SUPPLIED INFORMATION: Begin

PR #1491, opened 2026-09-20
Name Option of a niche type after the niche

cberner:
`Option<T>` now has a type name of its own when `T` declares a `Value::NICHE`, so that the type name follows the encoding: `Option` of a type with a niche and `Option` of the same type without one are not equivalent types. A table that stores `Option` of a type in the tag byte encoding, written before the type declared a niche, keeps its own type name and fails to open as the new type with `TableTypeMismatch`, instead of being misread. That makes adding a niche to a type safe by construction, which the 4.4.0 changelog entry previously warned against; such a table can be read through a copy of the type that declares no niche.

SUPPLIED INFORMATION: End

DIRECTIONS:
Having read the material, transcribe all of it exactly.

EXERCISE ANSWER:
PR #1491, opened 2026-09-20
Name Option of a niche type after the niche

cberner:
`Option<T>` now has a type name of its own when `T` declares a `Value::NICHE`, so that the type name follows the encoding: `Option` of a type with a niche and `Option` of the same type without one are not equivalent types. A table that stores `Option` of a type in the tag byte encoding, written before the type declared a niche, keeps its own type name and fails to open as the new type with `TableTypeMismatch`, instead of being misread. That makes adding a niche to a type safe by construction, which the 4.4.0 changelog entry previously warned against; such a table can be read through a copy of the type that declares no niche.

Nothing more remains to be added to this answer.